According to Douglas McKinlay, an associate teaching professor in the Department of Communications, success is based on what he calls a “breakthrough ad.”

“It’s something that’s never been done before, something that’s never been seen,” McKinlay said. “It’s not an offshoot of something someone else has already done.”

These advertising breakthroughs have led to some of the most memorable commercials to date. Everyone may have their favorite ads, but there are a few commercials that appear on almost every major news company’s favorite picks.

The most common commercial on favorite lists is the 1984 Apple commercial that introduced the Macintosh. It was meant to allude to George Orwell’s novel “1984,” which is a story about a controlled, futuristic society. This commercial was an attack on computer supergiants such as IBM and Microsoft, representing them as an evil big brother.

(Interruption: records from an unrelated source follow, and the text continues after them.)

PR #130, opened 2020-04-18
Fix regulator issue on max6658 on buster

byu343:
CONFIG_REGULATOR is enabled by default on buster kernel.  With such change, devm_regulator_get() starts to return error code on the Arista 7050, which is also related to acpi=off being set on the platform. This fix is to ignore the error to keep max6658 initialized.

### DIFF
--- a/patch/driver-hwmon-max6658-bypass-regulator-error.patch
+++ b/patch/driver-hwmon-max6658-bypass-regulator-error.patch
@@ -1,0 +1,34 @@
+diff --git a/drivers/hwmon/lm90.c b/drivers/hwmon/lm90.c
+index 9d1a68d99..55c8913a4 100644
+--- a/drivers/hwmon/lm90.c
++++ b/drivers/hwmon/lm90.c
+@@ -1793,19 +1793,19 @@ static int lm90_probe(struct i2c_client *client,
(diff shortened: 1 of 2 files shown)


lguohan:
the patch ignores the devm_regulator_get error. it is ok to ignore on arista platform because acpi=off. can we ignore all such error on other platforms?

byu343:
> the patch ignores the devm_regulator_get error. it is ok to ignore on arista platform because acpi=off. can we ignore all such error on other platforms?

The regulator for the sensor here is unnecessary for Arista platforms, but we'd better not affect other platforms by making this change. 

We are testing an alternative solution of explicitly calling requlator_has_full_contraints() in arista platform driver.  If it is passed, this pull request can be discarded.

The reason behind it is that “acpi=off” makes difference to the error by not calling requlator_has_full_contraints(): https://elixir.bootlin.com/linux/latest/source/drivers/acpi/bus.c#L1109, 
which blocks the dummy regulator creation in devm_regulator_get().

lguohan:
is this patch still needed? if not, can we close this pr?

byu343:
It is not needed. We can close this pull request. The issue has been fixed in arista platform driver.

PR #134, opened 2020-05-03
[Patch] Armada i2c driver

antony-rheneus:
Enabled i2C MUX for GPIO
Safe protection lock for i2c transaction

Signed-off-by: Antony Rheneus <arheneus@marvell.com>


lguohan:
can you separate into two patch file? for the safe protection lock, is that upstream patch? does it pass the check-patch.pl test?

antony-rheneus:
> can you separate into two patch file? for the safe protection lock, is that upstream patch? does it pass the check-patch.pl test?

Ok, will move it two patches.
It needs to be reviewed by internal soc team before getting into to upstream. 
The base code itself without patch doesn't pass check-patch.pl.

PR #135, opened 2020-05-07
Add Backward porting the I2C ocores controller driver from kernel ups…

jjangmua:
Add backward porting the I2C ocores controller driver from kernel upstream version 5.1 to 4.19.

Containing upstream patches:
- e7663ef i2c: ocores: stop transfer on timeout
- 2dc9834 i2c: ocores: do not handle IRQ if IF is not set
- 69c8c0c i2c: ocores: add polling interface
- 2c7e492 i2c: ocores: add SPDX tag
- fac9c29 i2c: ocores: checkpatch fixes
- 809445d i2c: ocores: Add support for IO mapper registers
- 237b5f6 i2c: ocores: Add support for bus clock via platform data
- 088a8a7 i2c: ocores: turn incomplete kdoc into a comment

### DIFF
--- a/patch/driver-i2c-ocores-5-1.patch
+++ b/patch/driver-i2c-ocores-5-1.patch
@@ -1,0 +1,540 @@
+Add Backward porting the I2C ocores controller driver from kernel upstream version 5.1 to 4.19.
+
+Containing upstream patches:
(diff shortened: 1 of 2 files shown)


lguohan:
thanks!

PR #140, opened 2020-05-30
do not build DOCS and cloud-amd64

taocy001:
speed up kernel compile.
1. DO_DOCS=False do not skip generate document package on 4.19, use DEB_BUILD_PROFILES=nodoc instead.
2. use arch_amd64_none_amd64 to build the amd64 kernel package, avoid generating cloud-amd64 package.
    As a result, jenkins pipeline linux-kernel-buster-build-pr job `#31` takes 1h 6min, compare to `#30` takes 1h 24min.
https://sonic-jenkins.westus2.cloudapp.azure.com/view/all/job/common/job/linux-kernel-buster-build-pr/

### DIFF
--- a/Makefile
+++ b/Makefile
@@ -75,7 +75,7 @@ $(addprefix $(DEST)/, $(MAIN_TARGET)): $(DEST)/% :
 
 	# generate linux build file for amd64_none_amd64
 	fakeroot make -f debian/rules.gen DEB_HOST_ARCH=armhf setup_armhf_none_armmp
-	fakeroot make -f debian/rules.gen DEB_HOST_ARCH=arm64 setup_arm64_none
+	fakeroot make -f debian/rules.gen DEB_HOST_ARCH=arm64 setup_arm64_none_arm64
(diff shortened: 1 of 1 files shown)


Makefile
```diff
@@ -93,11 +93,11 @@ $(addprefix $(DEST)/, $(MAIN_TARGET)): $(DEST)/% :
 	stg import -s ../patch/series
 
 	# Building a custom kernel from Debian kernel source
-	ARCH=$(CONFIGURED_ARCH) DEB_HOST_ARCH=$(CONFIGURED_ARCH) DO_DOCS=False fakeroot make -f debian/rules -j $(shell nproc) binary-indep
+	ARCH=$(CONFIGURED_ARCH) DEB_HOST_ARCH=$(CONFIGURED_ARCH) DEB_BUILD_PROFILES=nodoc fakeroot make -f debian/rules -j $(shell nproc) binary-indep
```
lguohan, line 96: i think we should apply nodoc for all three arch

PR #143, opened 2020-06-03
Kernel configuration changes

lguohan:
The Debian kernel used with SONiC includes almost all available hardware that
can be found on a system using Linux. This increases considerably the time
needed to build the kernel Debian image. Since there are many drivers,
protocols or filesystems which will never be used on a switch, there is a
imple mechanism to remove kernel options which does not require creating a
kernel configuration patch. The options which need to be excluded from the
kernel are simply listed in a flat text file:
patch/kconfig-exclusions

Example:

    CONFIG_REISERFS_FS
    CONFIG_JFS_FS
    CONFIG_XFS_FS

Similarly, there is a mechanism to include some kernel options by listing
these options into the flat text file:
patch/kconfig-inclusions

Example:

    CONFIG_INT340X_THERMAL=m
    CONFIG_LOG_BUF_SHIFT=18

If the files patch/kconfig-exclusions and patch/kconfig-inclusions exist,
they will be processed after all the kernel patches described in the patch
directory have been applied, exclusions being done before inclusions.

Also, the final kernel configuration will be checked to verify that:
- all options asked to be excluded are effectively not present in the kernel,
- and all options asked to be included are effectively present in the kernel,
using the exact type (module or buit-in) or string or number.


lguohan:
@olivier-singla to review

lguohan:
I compare the kconfig between this one and current master, they are the same. so, this pr is good.

PR #154, opened 2020-07-21
Issue #153 patch psample to safely unload the module

padmanarayana:
Address https://github.com/Azure/sonic-linux-kernel/issues/153 by removing the __ro_after_init macro.
Checked that with this patch, it is possible to remove the module safely.


patch/net-psample-module-unload.patch
```diff
@@ -0,0 +1,22 @@
+diff --git a/net/psample/psample.c b/net/psample/psample.c
```
lguohan, line 1: can you provide the description in this patch file?

padmanarayana: updated

PR #18, opened 2010-09-14
Import Debian packaging files

frandieguez:
I added some files to allow the git-extras scripts to be packaged into deb and be installed in Debian based systems.

And I added a manpage for git-changelog and a dummie manpages for the rest of scripts.


nicolaiskogheim:
@hemanth It looks like we should close this one. The merge branch is gone, even.

hemanth:
Hmm, ok.

PR #177, opened 2013-06-14
Pass release version to git-release

twolfson:
I wanted to be able to update my `package.json` with the same version that I am about to release. As a result, I introduced passing of the release version to the `pre-release` and `post-release` hooks.


breneser:
I was going to open a new issue for this. Maybe this should be re-openned ? @twolfson's library is node specific, it would be nice to get the tag name that is being release.

spacewander:
@breneser 
I suggest to reuse #192.
That one is also related and still opened.

PR #202, opened 2013-12-05
Locking files in git repository

julionc:
The way to ignore certain files that are already committed is:

```
git update-index --skip-worktree filename
```

I thought that this shortcut might be useful to exclude/protect files from version control.

Usage:

```
git proctect-file config/database.yml
```

### DIFF
--- a/Readme.md
+++ b/Readme.md
@@ -66,6 +66,8 @@ $ brew install git-extras
  - `git local-commits`
  - `git archive-file`
  - `git missing`
+ - `git lock`
+ - `git unlock`
 
 ## git-extras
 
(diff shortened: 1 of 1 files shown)


Bodacious:
I love git extras so far—hugely useful!

Can someone please explain to me the benefit of *locking* files in git?

qw3rtman:
From what I understand, if you `git lock <file>`, it will hide `<file>` in `git status`.

This makes it useful for config files that may be changed often (or left completely untracked, leading to a bunch of files being shown as untracked in `git status`), with no contribution to the actual code.

[See this StackOverflow answer for more info.](http://stackoverflow.com/a/14462290)

Bodacious:
So this is a feature I'd use for a file already committed to the repo, rather than one I want to ignore (like `config/database.yml`?

PR #208, opened 2014-02-04
add git-swap command to swap the two last commits

stephanebachelier:


megawac:
:+1: though I'd prefer `git swap sha1 sha2` with `HEAD~1` and `HEAD~2` being the default shas

kaustubh77:
OPs query must have been solved till now but just for the record putting my answer here. I had encountered a similar situation and this is how I proceeded. I have explained how this can be done with the help of available commands logically. Revert back if you have any doubt.
https://stackoverflow.com/a/60671512/8418240

stephanebachelier:
6 years later, I close the PR, as I'm doing it manually using interactive rebase. I often need to squash or edit some commits in a development branch, so polishing history is much more work than just swapping commits.

@kaustubh77 your link is a great explanation of the process to swap the last two commits and a good lesson for people not familiar with git.

PR #214, opened 2014-02-20
Delete branches in all listed remote repositories

hickey:
This pull will look for branches in all of the remote repositories and delete the remote branches, not just origin.

### DIFF
--- a/bin/git-delete-branch
+++ b/bin/git-delete-branch
@@ -3,5 +3,12 @@
 branch=$1
 test -z $branch && echo "branch required." 1>&2 && exit 1
 git branch -D $branch
-git branch -d -r origin/$branch
-git push origin :refs/heads/$branch
+
+# check other repos for the branch
+for other in `git branch -r | grep $branch`; do
+  repo=${other%/$branch}
+  
+  git branch -d -r $repo/$branch
+  git push $repo :refs/heads/$branch
+done
+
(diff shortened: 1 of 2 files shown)


bturrubiates:
Maybe this should be an option like `--all` instead of the default behavior.

hickey:
Sorry, I have left this alone for far too long......

I have at times found the default nature of deleting the remote branch a hindrance as well as a feature. So the more I think about it, @bturrubiates has the better idea to trigger deleting the remote branch off of a switch. By now this may be in the git-extras code base. So I will close this PR and do badly needed update of my local repo :-)

qw3rtman:
If this were to get implemented, I agree with @bturrubiates that this should not be the default behavior. In my opinion, it's pretty unexpected and may cause problems for the vast majority who is not expecting this kind of behavior.

bturrubiates:
> I have at times found the default nature of deleting the remote branch a hindrance as well as a feature. So the more I think about it, @bturrubiates has the better idea to trigger deleting the remote branch off of a switch. By now this may be in the git-extras code base. So I will close this PR and do badly needed update of my local repo :-)

I don't think it's in the `git-extras` code base yet. I haven't had enough time work up the other PR I was going to do yet, but I could add that to it whenever I get to it. 🎉 



> If this were to get implemented, I agree with @bturrubiates that this should not be the default behavior. In my opinion, it's pretty unexpected and may cause problems for the vast majority who is not expecting this kind of behavior.

It's potentially very dangerous. If it is behind a `--all` switch, then at least `git-extras` is less responsible for causing damage.

qw3rtman:
Agreed, @bturrubiates. Would love to see a PR whenever you get the chance. :smile:

PR #308, opened 2015-02-05
extra mktemp into git_extra_mktemp

spacewander:
now we can put all utility functions to git-extra-utility


hemanth:
Sorry, this went unnoticed.

PR #310, opened 2015-02-10
Add git-delta

imsky:
This lists files that differ from a branch (by default all new changes vs. master). One useful application is getting a list of files to check with a lint tool.


hemanth:
:+1: Cool, could you please update the wiki with the same?

imsky:
@hemanth Will do.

The other commercials that appeared on favorite lists were humorous and innovative in their content.

Xerox’s “Monks” ad features a monk who is required to produce 500 copies of a manuscript. By using a new Xerox printer, he is able to copy the manuscripts so fast it is deemed a miracle.’s commercial, “When I grow Up,” reveals a group of children describing their desire to obtain mundane, underpaying jobs when they’re older. The company hoped to help people realize the option of finding better jobs through their website.

McDonald’s created a showdown between Michael Jordan and Larry Bird, who compete in a shooting contest over a Big Mac.

Budweiser’s top commercial involves three frogs alternatively croaking “Bud,” Weis,” and “Errr.” This ad paved the way for frog commercials in the future.

USA Today’s Ad Meter will have the official ruling when it comes to the commercial ratings this year, but it isn’t the paper itself that does the voting.

“The best Super Bowl commercials are not going to be picked by a committee, they are going to be picked by the public,” said McKinlay.